## What the exercise asks
Among the records below, find the lines that contain "enabled" and copy each of them.
• • • • • • •
PR #5309, opened 2025-07-09
feat(k8s): k8s namespace per organization

henkka:
# Problem
Our organization requires the ability to isolate different teams (organizations in Woodpecker CI) into separate Kubernetes namespaces within our CI cluster. This enables better hardening for additional features that we're supplementing Woodpecker CI with for our teams, providing stronger security boundaries between team workloads.

# Solution
This PR introduces optional Kubernetes namespace isolation functionality behind a feature flag. Once enabled, each teams CI workloads will be deployed to their dedicated namespace, providing:

- **Enhanced Security**: Stronger isolation between team workloads
- **Better Hardening**: Improved security posture for supplemental features we're adding to Woodpecker CI
- **Resource Management**: Better control over resource allocation per team
- **Compliance**: Meets organizational security requirements for multi-tenant environments

# Implementation Details
- Feature is disabled by default to maintain backward compatibility
- Existing behavior remains unchanged when feature flag is not enabled

# Status
This is currently a **proposal/RFC** to gather feedback from maintainers on the approach and feasibility of this feature. The feature has been successfully tested once `woodpecker-agent` ServiceAccount is given the following additional permissions

<details>
  <summary>Additional Kubernetes permissions</summary>
  
```yaml
apiVersion: rbac.authorization.k8s.io/v1
kind: ClusterRole
metadata:
  name: woodpecker-agent
rules:
- apiGroups:
  - ""
  resources:
  - persistentvolumeclaims
  - services
  - secrets
  verbs:
  - create
  - delete
- apiGroups:
  - ""
  resources:
  - pods
  verbs:
  - watch
  - create
  - delete
  - get
  - list
- apiGroups:
  - ""
  resources:
  - pods/log
  verbs:
  - get
- apiGroups:
  - ""
  resources:
  - namespaces
  verbs:
  - get
  - list
  - create
---
apiVersion: rbac.authorization.k8s.io/v1
kind: ClusterRoleBinding
metadata:
  name: woodpecker-agent
subjects:
- kind: ServiceAccount
  name: woodpecker-agent
  namespace: woodpecker
roleRef:
  kind: ClusterRole
  name: woodpecker-agent
  apiGroup: rbac.authorization.k8s.io
```
  
</details>

# Next Steps
If maintainers approve this direction, we will:
1. Create a corresponding PR for the Woodpecker CI Helm Chart repo to support this feature flag
2. Add documentation and tests

We're happy to iterate on this based on your feedback.

### DIFF
--- a/pipeline/backend/kubernetes/kubernetes.go
+++ b/pipeline/backend/kubernetes/kubernetes.go
@@ -23,6 +23,7 @@ import (
 	"os"
 	"runtime"
 	"slices"
+	"strings"
 	"time"
 
 	"github.com/rs/zerolog/log"
@@ -56,6 +57,7 @@ type kube struct {
 
 type config struct {
 	Namespace                   string
+	EnableNamespacePerOrg       bool
 	StorageClass                string
 	VolumeSize                  string
 	StorageRwx                  bool
@@ -68,6 +70,14 @@ type config struct {
 	SecurityContext             SecurityContextConfig
 	NativeSecretsAllowFromStep  bool
 }
+
+func (c *config) K8sNamespace(owner string) string {
+	if c.EnableNamespacePerOrg {
+		return strings.ToLower(fmt.Sprintf("%s-%s", c.Namespace, owner))
+	}
+	return c.Namespace
+}
+
 type SecurityContextConfig struct {
 	RunAsNonRoot bool
 	FSGroup      *int64
@@ -88,6 +98,7 @@ func configFromCliContext(ctx context.Context) (*config, error) {
 		if c, ok := ctx.Value(types.CliCommand).(*cli.Command); ok {
 			config := config{
 				Namespace:                   c.String("backend-k8s-namespace"),
+				EnableNamespacePerOrg:       c.Bool("backend-k8s-namespace-per-org"),
 				StorageClass:                c.String("backend-k8s-storage-class"),
 				VolumeSize:                  c.String("backend-k8s-volume-size"),
 				StorageRwx:                  c.Bool("backend-k8s-storage-rwx"),
@@ -191,7 +202,16 @@ func (e *kube) getConfig() *config {
 func (e *kube) SetupWorkflow(ctx context.Context, conf *types.Config, taskUUID string) error {
 	log.Trace().Str("taskUUID", taskUUID).Msgf("Setting up Kubernetes primitives")
 
-	_, err := startVolume(ctx, e, conf.Volume)
+	namespace := e.config.K8sNamespace(conf.Stages[0].Steps[0].Owner)
+
+	if e.config.EnableNamespacePerOrg {
+		err := ensureNamespaceExists(ctx, e, namespace)
+		if err != nil {
+			return err
+		}
+	}
+
+	_, err := startVolume(ctx, e, conf.Volume, namespace)
 	if err != nil {
 		return err
 	}
@@ -269,7 +289,7 @@ func (e *kube) WaitStep(ctx context.Context, step *types.Step, taskUUID string) 
 		}
 	}
 
-	si := informers.NewSharedInformerFactoryWithOptions(e.client, defaultResyncDuration, informers.WithNamespace(e.config.Namespace))
+	si := informers.NewSharedInformerFactoryWithOptions(e.client, defaultResyncDuration, informers.WithNamespace(e.config.K8sNamespace(step.Owner)))
 	if _, err := si.Core().V1().Pods().Informer().AddEventHandler(
 		cache.ResourceEventHandlerFuncs{
 			UpdateFunc: podUpdated,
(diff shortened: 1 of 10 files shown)


qwerty287:
Hello and thanks for your contribution.

To me this looks quite nice, but I'm not experienced with k8s so I'd wait for other maintainers to check this out.

Just one point already: this shouldn't use the owner name, but it's ID, because in the future we want to add multi-forge support, so it will be possible to have the same org name from different forges. If the name should be included for readability reasons, it could be prefixed with the ID (e.g. `prefix-5-some-org`).

henkka:
> Hello and thanks for your contribution.
> 
> To me this looks quite nice, but I'm not experienced with k8s so I'd wait for other maintainers to check this out.
> 
> Just one point already: this shouldn't use the owner name, but it's ID, because in the future we want to add multi-forge support, so it will be possible to have the same org name from different forges. If the name should be included for readability reasons, it could be prefixed with the ID (e.g. `prefix-5-some-org`).

Thank you for the quick comments! I modified the pull request to accommodate the future plans in the project with commit id 0eb14221bdbb0421e04d7e1aebdc53ca9b121c13

pipeline/backend/kubernetes/kubernetes.go
```diff
@@ -68,6 +71,14 @@ type config struct {
 	SecurityContext             SecurityContextConfig
 	NativeSecretsAllowFromStep  bool
 }
+
+func (c *config) K8sNamespace(orgID int64) string {
```
xoxys: Can we rename this method to `GetNamespace`?

pipeline/backend/kubernetes/namespace.go
```diff
@@ -0,0 +1,43 @@
...
+import (
+	"context"
+
+	"github.com/rs/zerolog/log"
+	v1 "k8s.io/api/core/v1"
+	"k8s.io/apimachinery/pkg/api/errors"
+	metav1 "k8s.io/apimachinery/pkg/apis/meta/v1"
+)
+
+func ensureNamespaceExists(ctx context.Context, engine *kube, namespace string) error {
```
xoxys: Can we follow the naming scheme and name this method `mkNamespace`? Would also be nice to add basic tests similar to e.g. https://github.com/woodpecker-ci/woodpecker/blob/main/pipeline/backend/kubernetes/volume_test.go

xoxys (commented):
What happens if orgs got removed or the option is getting disabled again? Old org-related namespaces will never get cleaned up and exist forever? Do we want to handle this case?

henkka:
> Old org-related namespaces will never get cleaned up and exist forever? 

Correct! In the current implementation we're just creating the namespace if it doesn't exist.

> Do we want to handle this case?

Personally I wouldn't include logic to cleanup/delete the namespaces automatically, as users might have some other resources in the namespaces that the Woodpecker is not aware of, but I'm open to include this behavior if required

xoxys:
> Personally I wouldn't include logic to cleanup/delete the namespaces automatically, as users might have some other resources in the namespaces that the Woodpecker is not aware of, but I'm open to include this behavior if required

Makes sense to me, but we should at least document this behavior.

pipeline/backend/kubernetes/kubernetes.go
henkka: 👍 https://github.com/woodpecker-ci/woodpecker/pull/5309/commits/905304755478a6869d46ad515796ccd9140b290d

pipeline/backend/kubernetes/namespace.go
henkka: 👍 https://github.com/woodpecker-ci/woodpecker/pull/5309/commits/0f6cb312b6b391e3999b8ccd4843c51dd1ba6443

henkka:
> > Personally I wouldn't include logic to cleanup/delete the namespaces automatically, as users might have some other resources in the namespaces that the Woodpecker is not aware of, but I'm open to include this behavior if required
> 
> Makes sense to me, but we should at least document this behavior.

Good point! I updated the documentation with https://github.com/woodpecker-ci/woodpecker/pull/5309/commits/4bfc131e88f72b52c851d2ae2783f186c234c592

qwerty287:
@henkka could you checkout the linters https://ci.woodpecker-ci.org/repos/3780/pipeline/27524/34

henkka:
> @henkka could you checkout the linters https://ci.woodpecker-ci.org/repos/3780/pipeline/27524/34

 @qwerty287 oops, fixed with https://github.com/woodpecker-ci/woodpecker/pull/5309/commits/adf5850cae67031b37b1db15d9e45dcbc90e85ee

```
➜  woodpecker git:(k8s-namespace-separation) make lint
Running golangci-lint
golangci-lint run
0 issues.
```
• • • • • • •
## Exercise answer
This PR introduces optional Kubernetes namespace isolation functionality behind a feature flag. Once enabled, each teams CI workloads will be deployed to their dedicated namespace, providing:
- Existing behavior remains unchanged when feature flag is not enabled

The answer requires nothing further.